# Transducer



## smackdaddy53 (Jul 17, 2014)

Have any of you mounted your transducer to the rear holes on your jet foot? I already drilled and tapped the foot and had an outboard jet anode bolted on and the bolt holes line up perfectly with my transducer bracket holes. I figure this will work better than mounting to my sponsons. Hopefully it will work for low speed pick up and trolling. It will probably be too turbulent back there when running though. 
I will take pictures an post them soon.


----------



## dhoganjr (Jul 17, 2014)

If I attempted that the ducer would be MIA, first run up river more than likely. #-o


----------



## smackdaddy53 (Jul 17, 2014)

dhoganjr said:


> If I attempted that the ducer would be MIA, first run up river more than likely. #-o


Mine has a tunnel and Im not bouncing the hull off rocks.
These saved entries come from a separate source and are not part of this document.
PR #1514, opened 2020-04-28
Separate received and replayed location

CyberDem0n:
When making a decision whether the running replica is able to stream from the new primary or must be rewound we should use replayed location, therefore we extract received and replayed independently.

Reuse the part of the query that extracts the timeline and locations in the REST API.


erthalion:
:+1:

CyberDem0n:
:+1:

PR #1515, opened 2020-04-28
Sync HA loops of all pods in one cluster

CyberDem0n:
There is no expire mechanism available on K8s, therefore we implement soft leader lock, i.e. every pod is "watching" for changes of the leader object and when there are no changes during the TTL it starts leader race.

Before we switched to LIST+WATCH approach in #1189 and #1276, we only watched for the leader object and every time it was updated, the main thread of the HA loop was waking up. As a result, all replica pods were synchronized, and starting the leader race more or less at the same time.

The new approach made all pods "unsynchronized" and the biggest downside of it - it takes `ttl + loop_wait` in the worst case to detect the leader failure.

This commit makes all pods in one cluster to sync HA loops again based on updates of the leader object.

### DIFF
--- a/patroni/dcs/kubernetes.py
+++ b/patroni/dcs/kubernetes.py
@@ -187,7 +187,7 @@ class ObjectCache(Thread):
                     if value_changed:
                         logger.debug('%s changed from %s to %s', name, old_value, new_value)
 
-                    # We don't want to wakeup HA loop if we run as leader and received leader object update event!
+                    # Do not wake up HA loop if we run as leader and received leader object update event
                     if value_changed or name == self._dcs.leader_path and self._name != new_value:
                         self._dcs.event.set()
         finally:
--- a/patroni/dcs/kubernetes.py
+++ b/patroni/dcs/kubernetes.py
@@ -98,7 +98,7 @@ def catch_kubernetes_errors(func):
 
 class ObjectCache(Thread):
 
-    def __init__(self, dcs, func, retry, condition):
+    def __init__(self, dcs, func, retry, condition, name=None):
         Thread.__init__(self)
         self.daemon = True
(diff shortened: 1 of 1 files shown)


patroni/dcs/kubernetes.py
```diff
@@ -180,9 +181,14 @@ def _build_cache(self):
...
 
-                    if old_value != new_value and \
-                            (name != self._dcs.config_path or old_value is not None and new_value is not None):
+                    value_changed = old_value != new_value and \
+                        (name != self._dcs.config_path or old_value is not None and new_value is not None)
+
+                    if value_changed:
                         logger.debug('%s changed from %s to %s', name, old_value, new_value)
+
+                    # We don't want to wakeup HA loop if we run as leader and received leader object update event!
```
FxKu, line 190:
```suggestion
                    # Do not wake up HA loop if we run as leader and received leader object update event
```

patroni/dcs/kubernetes.py
```diff
@@ -576,6 +582,6 @@ def watch(self, leader_index, timeout):
             return True
 
         try:
-            return super(Kubernetes, self).watch(None, timeout)
+            return super(Kubernetes, self).watch(None, timeout + 0.5)
```
FxKu, line 585: the 0.5 looks a bit random, but ok

CyberDem0n: It is [consistently](https://github.com/zalando/patroni/blob/master/patroni/dcs/etcd.py#L661) "random" :)

FxKu: then maybe create a constant or config for this offset :)

FxKu:
:+1:

CyberDem0n:
:+1:

PR #1522, opened 2020-05-06
Detect a new timeline in the standby cluster

CyberDem0n:
The standby cluster doesn't know about leader elections in the main cluster and therefore the usual mechanisms of detecting divergences don't work. For example, it could happen that the standby cluster is ahead of the new primary of the main cluster and must be rewound.
There is a way to know that the new timeline has been created by checking the presence of a history file in pg_wal. If the new file is there, we will start usual procedures of making sure that we can
continue streaming or will run the pg_rewind.

### DIFF
--- a/patroni/ha.py
+++ b/patroni/ha.py
@@ -398,6 +398,10 @@ class Ha(object):
             self.demote('immediate-nolock')
             return demote_reason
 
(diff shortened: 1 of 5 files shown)


avaczi:
:+1:

CyberDem0n:
:+1:

PR #1524, opened 2020-05-06
Wake up the main thread after checkpoint is done

CyberDem0n:
Replicas are waiting for checkpoint indication via member key of the leader in DCS. The key is normally updated only one time per HA loop.
Without waking the main thread up replicas will have to wait up to `loop_wait` seconds longer than necessary.


FxKu:
:+1:

CyberDem0n:
:+1:

PR #1525, opened 2020-05-06
Use pg_rewind with --restore-target-wal on 13 if possible

CyberDem0n:
On PostgreSQL 13 check if restore_command is configured and tell pg_rewind to use it.


FxKu:
:+1:

CyberDem0n:
:+1:

PR #1527, opened 2020-05-06
Update optime/leader with checkpoint location after clean shut down

CyberDem0n:
Potentially this information could be used in order to make sure that there is no data loss on switchover.


FxKu:
:+1:

CyberDem0n:
:+1:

It is a flats boat for getting skinny when I need it, not all the time. 
Mounted on the hull the transducer is at the same height so am I crazy for trying? If it doesn't work I will end up mounting it on the sponson.


----------



## dhoganjr (Jul 18, 2014)

If it works that would be great since the holes are there and they line up. Just be sure and secure the cable in several places in case you hit something and it breaks off. I had one on the transom one time hit an under water stump and it used the wire as a pendulum and came flying in the back of the boat narrowly missing the passenger.


----------